Each curatorial team chose their own focus for the exhibition:
- For Tamiahua, the focus is cuisine, cooking, fishing and connecting community traditions to Africa and other Afro-descendant communities in the Americas.
- The Coyolillo portion focuses on the joys of the community and Blackness, highlighting life in the town, located in Veracruz, that has a rich Afro-descendant heritage.
- For the Costa Chica community, the focal point is three Afro-descendant dances from the region, with props used in the Danza de la Tortuga (Dance of the Turtle), Danza de Vaqueros (Dance of the Cattle Herders) and Danza de los Diablos (Dance of the Devils), lining one wall.
- As for the Negros Mascogos, the exhibit follows the history of enslaved Afro-descendants who made their way to Mexico.
“As a Hispanic-Serving Institution, we are always eager to take advantage of opportunities to celebrate the histories, the cultures, present on our campus and in the larger world around us. Hispanic Heritage Month is definitely one such occasion,” said CSUSB President Tomás D. Morales in his welcoming remarks.
The Afrolatine culture is a vibrant part of the Hispanic world, Morales said, pointing to his own Afro-descendant roots from Puerto Rico. “This exhibit brings awareness, and provides access to those who view the exhibit, either in person or virtually,” he said, announcing that by the end of the academic year, “Afróntalo” will have a permanent space online with a virtual exhibit developed by CSUSB’s office of Academic Technologies & Innovation.
And, to take advantage of the exhibition’s fall and spring run, Morales said, “I am committed to having as many school children come from San Bernardino, Riverside County, to learn about their roots, particularly those from Mexico and Latin America.”
The curators, Blackmore and Matthew Robinson, a program director for the U.S. Department of Education, credited Anthropology Museum director Arianna Huhn for bringing together the people and resources that became “Afróntalo.” While Sept. 22 marked the opening of the exhibition, it also was a celebration of the more than two-year effort to develop it.
Robinson, who manages the Fulbright-Hays Seminars Abroad Program, said the genesis of “Afróntalo,” can be traced to a four-week 2021 seminar, “Exploring African Heritage in Mexico,” organized by COMEXUS. He called the work and the resulting exhibition “exemplary … because although Dr. Huhn’s time abroad in Mexico for the seminar was just four weeks, the activities that stemmed from that experience continue two years later, with meaningful impacts that will continue to inspire and inform this and many other communities.”

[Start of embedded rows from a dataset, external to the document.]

PR #71, opened 2017-06-12
misc updates to sanity tests

DenisMishin:


suite/suite_test.go
```diff
@@ -26,6 +48,22 @@ var suites = map[string]testSet{
 	"sanity": sanity.Basic,
 }
 
+var storageDriverOsCompat = map[string][]string{
+	"ubuntu": []string{"overlay2", "overlay", "devicemapper", "loopback"},
+	"debian": []string{"overlay2", "overlay", "devicemapper", "loopback"},
+	"centos": []string{"overlay2", "overlay", "devicemapper", "loopback"},
+	"rhel":   []string{"devicemapper", "loopback"},
```
sofuture: Why not `overlay` + `overlay2`. IIRC both are supported.

DenisMishin: as per https://github.com/gravitational/gravity/issues/2254

also:
```
OverlayFS remains a Technology Preview in Red Hat Enterprise Linux 7.2 under most circumstances. As such, the kernel will log warnings when this technology is activated.
Full support is available for OverlayFS when used with Docker under the following restrictions:
* OverlayFS is only supported for use as a Docker graph driver. Its use can only be supported for container COW content, not for persistent storage. Any persistent storage must be placed on non-OverlayFS volumes to be supported. Only default Docker configuration can be used; that is, one level of overlay, one lowerdir, and both lower and upper levels are on the same file system.
* Only XFS is currently supported for use as a lower layer file system.
* SELinux must be enabled and in enforcing mode on the physical machine, but must be disabled in the container when performing container separation; that is, /etc/sysconfig/docker must not contain --selinux-enabled. SELinux support for OverlayFS is being worked on upstream, and is expected in a future release.
* The OverlayFS kernel ABI and userspace behavior are not considered stable, and may see changes in future updates.
* In order to make the yum and rpm utilities work properly inside the container, the user should be using the yum-plugin-ovl packages.
```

While the main focus is the museum exhibit, the Anthropology Museum organized a slate of programs in the days leading to the opening of “Afróntalo,” with presentations for the campus community by representatives of the exhibition’s four partner communities.
And more are planned both on and off campus. Visit the Anthropology Museum website for updates.
Additional sponsors of opening week celebration programming include: The College of Social and Behavioral Sciences Office of the Dean, the Division of Student Affairs, the College of Extended and Global Education, the Office of the Provost, the Office of Student Research, the Office of Community Engagement, the Department of Art and Design, the College of Arts and Letters Office of the Dean, the Intellectual Life Fund, the Department of Theatre Arts, Los Amigos Spanish Club and University Advancement.
The Anthropology Museum’s hours are 8 a.m.-4:30 p.m. Monday through Friday. During the run of “Afróntalo,” the museum will also be open the second Saturday of each month.